Mit dem liner-Verfahren wird das defekte Kanalrohr ohne Erdarbeiten von innen saniert. Es kommt bei z.B. Quer- und Längsrisse, fehlende Rohrwandungen, undichte Rohrverbindungen, Axiale Versätze, Wurzeleinwuchs u.s.w. zur Anwendung. Hochwertige, geprüfte und umweltschonende 2-Komponenten-Epoxidharze sichern den Sanierungserfolg.

So funktioniert es:

Die Schadstelle wird per TV-Kamera exakt eingemessen. Ein sogenannter "Packer" mit Harz imprägniertem Gewebeschlauch wird unter TV-Beobachtung an der entsprechenden Rohrstelle platziert und von innen an das Altrohr gepresst. Nach 2 - 3 Stunden Aushärtung haben Rohrinnenwand, Harz und Liner eine kraftschlüssige Verklebung gebildet. Der Packer wird entlüftet und aus dem Kanal gezogen. Die Schadstelle ist saniert und das Rohrsystem ist in kürzester Zeit wieder benutzbar.
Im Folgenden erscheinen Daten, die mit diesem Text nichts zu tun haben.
PR #2664, opened 2017-05-04
PathSeq common utilities class

mwalker174:

Miscellaneous utility functions used by two or more PathSeq tools.

Note pathseqGetRecommendedNumReducers is needed because some tools read 2 BAMs - one with paired reads one with unpaired reads - and the GATKTool's version will only let you call it on the BAM specified by --input.

### DIFF
--- a/src/main/java/org/broadinstitute/hellbender/tools/spark/pathseq/PSPairedUnpairedSplitterSpark.java
+++ b/src/main/java/org/broadinstitute/hellbender/tools/spark/pathseq/PSPairedUnpairedSplitterSpark.java
@@ -1,0 +1,87 @@
+package org.broadinstitute.hellbender.tools.spark.pathseq;
+
+import org.apache.logging.log4j.LogManager;
+import org.apache.logging.log4j.Logger;
+import org.apache.spark.HashPartitioner;
+import org.apache.spark.api.java.JavaRDD;
+import org.broadinstitute.hellbender.utils.read.GATKRead;
+import scala.Tuple2;
+
+import java.util.*;
+
+/**
+ * Class for separating paired and unpaired reads in an RDD
+ */
+public final class PSPairedUnpairedSplitterSpark {
+
+    protected final Logger logger = LogManager.getLogger(this.getClass());
+    private final JavaRDD<Tuple2<List<GATKRead>, List<GATKRead>>> repartitionedReads;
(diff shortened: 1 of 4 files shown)


tedsharpe:
Let's talk about groupReadPairs, pairedReads, and unpairedReads.

The groupBy method called by groupReadPairs is very expensive both in time and in memory.  It's a full hash shuffle of GATKReads (time expensive), that results in a gazillion 1- and 2-element Lists (memory expensive).  So you certainly don't want to do it twice.  But the way pairedReads and unpairedReads is set up, you *will* do it twice if you want to process both paired and unpaired reads.  (And even if you aren't, someone else might try to use this code to do so.)

So my first suggestion is that you remove the call to groupReadPairs from pairedReads and unpairedReads, and let a user groupReadPairs once, and reuse the resulting JavaPairRDD to process paired and unpaired reads.

My second suggestion is quite a bit more complicated, but I think it would result in far better performance.  I'll sketch it out here, and then I can explain it further in person, if it's a direction you'd like to pursue.  The first step is to create a JavaRDD<GATKRead> in which all pairs sharing a template name are in the same partition (but without grouping them).  To do that, you temporarily boost the input JavaRDD into a JavaPairRDD<String,GATKRead> by extracting the read name as a key.  Then you repartition (to do the shuffle).  Then you map back to an ordinary JavaRDD<GATKRead> by keeping just the value.  (Note:  if the BAM has queryname sort order, you can just skip this step entirely.)
Now you can do a mapPartition operation to filter for paired or unpaired reads:  Iterate over the reads in the partition, and keep a hash map of [name -> read] of reads that have not yet found mates.  To filter for paired reads, whenever you find the name of the current read already in the table, just emit the current read and the read in the map as a pair, and delete the read from the map (you're done with that name -- this keeps the table smaller).  To filter for unpaired reads, just delete any map entry that you successfully look up, and insert any name that you don't.  What's left at the end of this process are all the unpaired reads.

mwalker174:
The functions for getting paired and unpaired reads now go with the second suggestion to partition the reads by read names (rather than use groupBy), then map the entire partitions to a list of paired reads and a list of unpaired reads. 

Lots of angle brackets but I think this approach minimizes the number of lines while yielding substantial efficiency gains over the original approach, mainly by avoiding a needless second shuffle.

Aus relativ geringem Materialaufwand und Zeit sparendem Arbeitsablauf resultiert ein kostengünstiges Verfahren, das eine dauerhafte Lösung für die Reparatur von örtlich begrenzten Schäden an Kanalrohren ohne Aufgrabungsarbeiten darstellt.

Ihre Vorteile auf einen Blick

• Zeitsparender Arbeitsablauf!
• Keine Erdarbeiten erforderlich, daher kostengünstig!
• Kaum Beeinträchtigung der Anwohner!
• Minimale Belästigung durch Lärm und Schmutz!
• Der Kanal ist sofort wieder einsatzbereit!
• Hohe Qualität !

 

Flüssigsanierung

Rohrsanierung im Flutungsverfahren mit dem
bewährten Zweikomponenten Flutverfahren für
kontaminierte und nicht kontaminierte Abwässer.
Ohne aufwendige Aufbruch- und Erdarbeiten.
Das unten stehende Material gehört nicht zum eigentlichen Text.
PR #3359, opened 2017-07-25
Extends BwaMemImageSingleton into a cache, BwaMemImageCache, that can…

vruano:
… manage more than one index image


src/main/java/org/broadinstitute/hellbender/utils/bwa/BwaMemIndexCache.java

Das Sanierungsverfahren wird, wo immer möglich,
von einem Schachtbauwerk, z.B.
Leichtflüssigkeitsabscheider, Revisionsschächte,
Entwässerungseinläufe oder Linienentwässerungen
aus durchgeführt. Nach den Vorarbeiten: Reinigung,
Wasserverlustprüfung und TV-Kamera, wird anhand
des festgestellten Schadensbildes ein Sanierungsplan entwickelt, der neben dem Flutverfahren möglicherweise noch andere Sanierungsverfahren einbezieht. 
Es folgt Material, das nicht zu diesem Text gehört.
PR #3363, opened 2017-07-27
Documentation for local assembly in the GATK

davidbenjamin:
@vdauwera @ldgauthier @vruano This describes the assembly engine pretty much start to finish. 
 It is part of the M2 team's goal of complete, self-contained documentation for all of M2, but it applies equally well to HaplotypeCaller and seems like it could be of general interest to the whole group.  (I have been told that the old HC manuscript was short on technical details and I *hope* I'm not duplicating earlier efforts.  If I am, it will at least have been a useful exercise for my own education).

Anyone care to review or suggest a reviewer?


docs/local_assembly.tex
```diff
@@ -0,0 +1,77 @@
...
+\date{\today}
+
+\begin{abstract}
+The GATK tool \HC~ and \Mutect~ assemble reads aligned within a window of several hundred base pairs into a de Bruijn graph of local variation.  Local haplotypes correspond to paths in this de Bruijn graph, and the downstream likelihood calculations in both tools involve aligning reads to these haplotypes.  Here we describe how this de Bruijn graph is generated.
+\end{abstract}
+
+\maketitle
+
+\section{Correcting Reads} \label{correcting-reads}
+Read error correction is turned off by default in \HC~ and \Mutect~ and we are not familiar with it.  The idea is as follows: large kmers are good because they contain more phasing information and therefore yield a simpler de Bruijn graph.  For example, two SNVs 20 bases apart with sequenced with error-free reads yield a de Bruijn graph with $2 \times 2 = 4$ paths if $k = 10$ but only $2$ paths if $k = 40$, because the latter spans the phased SNVs.  The drawback is that larger kmers are more liable to be lost due to sequencing error simply because they contain more bases.  The idea of read error correction is to rescue kmers from the occasional error.
```
ronlevine: Why 2*2 paths? Why 2 paths? Please explicitly say where the values come from.

davidbenjamin: @ronlevine Thanks so much for looking at this! (Not that I'm conscripting you to review, but I appreciate any participation).  Long kmers yield two paths because there is a bubble one side of which is the reference and one side of which contains the two phased variants (or one side contains one variant if they are anti-phased).  With short kmers you get a bubble for the first variant, followed by a stretch of ref-only, followed by a second bubble.  I can clarify this in the docs.  Or maybe even make a figure.

docs/local_assembly.tex
```diff
@@ -0,0 +1,77 @@
...
+
+First, the \code{ReadErrorCorrector} kmerizes every read and counts the occurrences of each kmer.  Then it builds a map of kmer corrections where kmers that appear often\footnote{By default, 20 times or more.  This threshold is set by the \code{minObservationsForKmerToBeSolid} command line argument.} map to themselves and kmers that appear only once\footnote{This is a hardcoded threshold.} map to their nearest neighbor in Hamming distance\footnote{For simplicity we consider only substitution errors, eg the distance between ACGGT and AGGTG is 3} within a maximum of two mismatches\footnote{This is a hardcoded threshold.}.  Kmers that appear between 1 and 20 times are not part of the correction map.
```
ronlevine: Should `map of kmer corrections` be `map of kmer to kmer corrections`?

docs/local_assembly.tex
```diff
@@ -0,0 +1,77 @@
...
+
+Then, for every base in every read, the \code{ReadErrorCorrector} queries the kmer correction map for each overlapping kmer.  For example, to correct the fourth base of read ACGTATTC if k = 3, it looks at the corrections for CGT, GTA, and TAT at their thirds, second, and first positions, respectively.  If and only if the corrections are unanimous, the base is corrected.  Note that corrected reads are used only for assembly and the original reads are used downstream.
+
+\section{Building the graph} \label{graph-assembly}
+Next, the \code{ReadThreadingAssembler} assembles the (corrected) reads over several different kmer sizes specified by the \code{kmerSize} argument\footnote{By default, 10 and 25.  This size is a compromise and no single value is the best choice for all regions.  Large kmers are more likely to be unique and to yield a graph with no cycles, which is especially important in low-complexity regions, but they are more sensitive to errors and low coverage.}.  If the given kmer sizes fail to produce a graph without cycles, the \code{ReadThreadingAssembler} repeatedly increases $k$ by 10 bases until assembly succeeds.
```
ronlevine: The graph doesn't always succeed without cycles because `MAX_KMER_ITERATIONS_TO_ATTEMPT = 6` in `ReadThreadingAssembler` So,  `repeatedly increases k by 10 bases until assembly succeeds until assembly` should be something like `repeatedly increases k by 10 bases until assembly succeeds until assembly succeeds or k has been increased by 60 bases`.  The attempts at increasing the kmer size can be overridden by `-dontIncreaseKmerSizesForCycles`.

docs/local_assembly.tex
```diff
@@ -0,0 +1,77 @@
...
+
+First, the \code{ReadErrorCorrector} kmerizes every read and counts the occurrences of each kmer.  Then it builds a map of kmer corrections where kmers that appear often\footnote{By default, 20 times or more.  This threshold is set by the \code{minObservationsForKmerToBeSolid} command line argument.} map to themselves and kmers that appear only once\footnote{This is a hardcoded threshold.} map to their nearest neighbor in Hamming distance\footnote{For simplicity we consider only substitution errors, eg the distance between ACGGT and AGGTG is 3} within a maximum of two mismatches\footnote{This is a hardcoded threshold.}.  Kmers that appear between 1 and 20 times are not part of the correction map.
+
+Then, for every base in every read, the \code{ReadErrorCorrector} queries the kmer correction map for each overlapping kmer.  For example, to correct the fourth base of read ACGTATTC if k = 3, it looks at the corrections for CGT, GTA, and TAT at their thirds, second, and first positions, respectively.  If and only if the corrections are unanimous, the base is corrected.  Note that corrected reads are used only for assembly and the original reads are used downstream.
```
ronlevine: typo: thirds -> third

docs/local_assembly.tex
```diff
@@ -0,0 +1,77 @@
...
+
+\section{Building the graph} \label{graph-assembly}
+Next, the \code{ReadThreadingAssembler} assembles the (corrected) reads over several different kmer sizes specified by the \code{kmerSize} argument\footnote{By default, 10 and 25.  This size is a compromise and no single value is the best choice for all regions.  Large kmers are more likely to be unique and to yield a graph with no cycles, which is especially important in low-complexity regions, but they are more sensitive to errors and low coverage.}.  If the given kmer sizes fail to produce a graph without cycles, the \code{ReadThreadingAssembler} repeatedly increases $k$ by 10 bases until assembly succeeds.
+
+The first step is to create a set of sequences to be kmerized and put into the de Bruijn graph.  These sequences are: the reference haplotype, any requested alleles in \HC's GGA mode, and maximal subsequences of reads with base quality at least 10 and at least one kmer long.  That is, a read with 100 bases and a base of quality 7 at position 70 yields sequences of length 69 and 30 if $k = 10$ and a single sequence of length 69 if $k = 40$.
```
ronlevine: `base quality at least 10` can be changed to `base quality at least 10 by default` because the default value of `--min_base_quality_score` is `10`.

ronlevine: What is `GGA mode`? I assume it's referring to genotyping. Is this referring to requesting alleles with the `--alleles` argument?

ronlevine: I think changing `69 and 30` to `69, 30` would be clearer and read better.

docs/local_assembly.tex
```diff
@@ -0,0 +1,77 @@
...
+\item dangling tails: The assembler only outputs haplotypes that start and end with a reference kmer, so it attempts to rescue paths in the graph that do not.  To rescue a ``dangling tails" -- a path that ends in a non-reference kmer vertex -- the assembler first traverses the graph backwards from this vertex to a reference vertex.  If during traversal it encounters a vertex with more than one incoming edge it gives up\footnote{as opposed to doing eg depth-first search of all possible paths back to the reference.}  It also gives up if it encounters a vertex with more than one outgoing edge, that is, if the path branches again after diverging from the reference\footnote{It seems like this could be changed to increase sensitivity.}.  Then it generates the Smith-Waterman alignment of the branching path versus the reference path after the vertex at which they diverge.  If the alignment's CIGAR contains three or fewer elements, that is, if the alignment has at most one indel,
+
```
ronlevine: `,` should be `.`.

docs/local_assembly.tex
```diff
@@ -0,0 +1,77 @@
...
+To merge the dangling tail back into the reference path, the assembler finds the beginning of the maximal common suffix of the dangling path and the reference path, that is, the point at which the sequences coverges\footnote{this is \textit{not} where the \textit{paths in the graph} converge (they don't) because kmers in the suffix disagree with the ref at upstream bases.} and adds an edge between the dangling path's vertex and the reference path's vertex at this position.  Note that this means that the graph is no longer a valid de Bruijn graph because the dangling vertex kmer and its succeeding reference vertex kmer do not overlap by $k - 1$ bases.  Nonetheless, this graph yields valid haplotypes when we later ``zip'' the graph by accumulating the last base of each kmer.
```
ronlevine: I think `Note that` in not necessary.

ronlevine: What do you mean by `zip`?

docs/local_assembly.tex
```diff
@@ -0,0 +1,77 @@
...
+
+\item dangling heads: This is the mirror image of dangling tails.
```
ronlevine: Are they handled the same way as dangling heads?

docs/local_assembly.tex
```diff
@@ -0,0 +1,77 @@
...
+
+\item non-reference paths: after attempting to merge dangling heads and tails into the reference path, the assembler deletes edges and vertices belonging to dead ends i.e. non-branching subgraphs that start at non-reference source vertices or end at non-reference sink vertices.  This is achieved by performing a breadth-first search of vertices moving forward from the reference source and a breadth-first search of vertices moving backwards from the reference sink and keeping only vertices found in both searches.
```
ronlevine: `after` -> `After`

docs/local_assembly.tex
```diff
@@ -0,0 +1,77 @@
...
+
+\item zipping chains: a de Bruijn graph of kmers is convenient for performing assembly but is inefficient for summarizing the results of assembly.  In this step the assembler converts the de Bruijn graph\footnote{or rather, if dangling paths have been merged, an \textit{almost} de Bruijn graph.} into a sequence graph by combining all vertices in each maximal non-branching subgraph (i.e. each linear chain) into a single vertex containing the sequence implied by those vertices' kmers\footnote{That is, the concatenation of the last bases of all kmers, except for the first vertex which contributes its entire kmer if and only if it is a source.}.  Thus, for example, a de Bruijn graph containing one reference path and one bubble for a single variant yields a sequence graph with four vertices: the reference subgraphs before and after the bubble and the two sides of the bubble.
+
```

Sanierung ohne Erdarbeiten

Bei der Flutung wird das Rohrnetz nacheinander mit den beiden Systemkomponenten gefüllt.

Das Verfahren erzeugt an den Leckstellen eine mineralische Sandsteinpackung, welche die Undichtigkeit schließt. Durch diese Methode haben Sie die Gewissheit, dass keine schädliche Chemie in den Boden versenkt wird, sondern nur Calciumsilikat entsteht, wie es auch in der Natur in Millionen Tonnen vorhanden ist.

Die abschließende Druckprüfung mit Dichtheitsnachweis gibt Ihnen die Sicherheit, die gesetzlichen Auflagen erfüllt zu haben. 

Bewährtes System

Seit mehr als 15 Jahren sind Flutungsverfahren zur Kanalsanierung im Einsatz.  
Mehr als 10.000 Bauvorhaben sind seitdem durch Flutungsverfahren erfolgreich
abgedichtet worden ohne aufzugraben.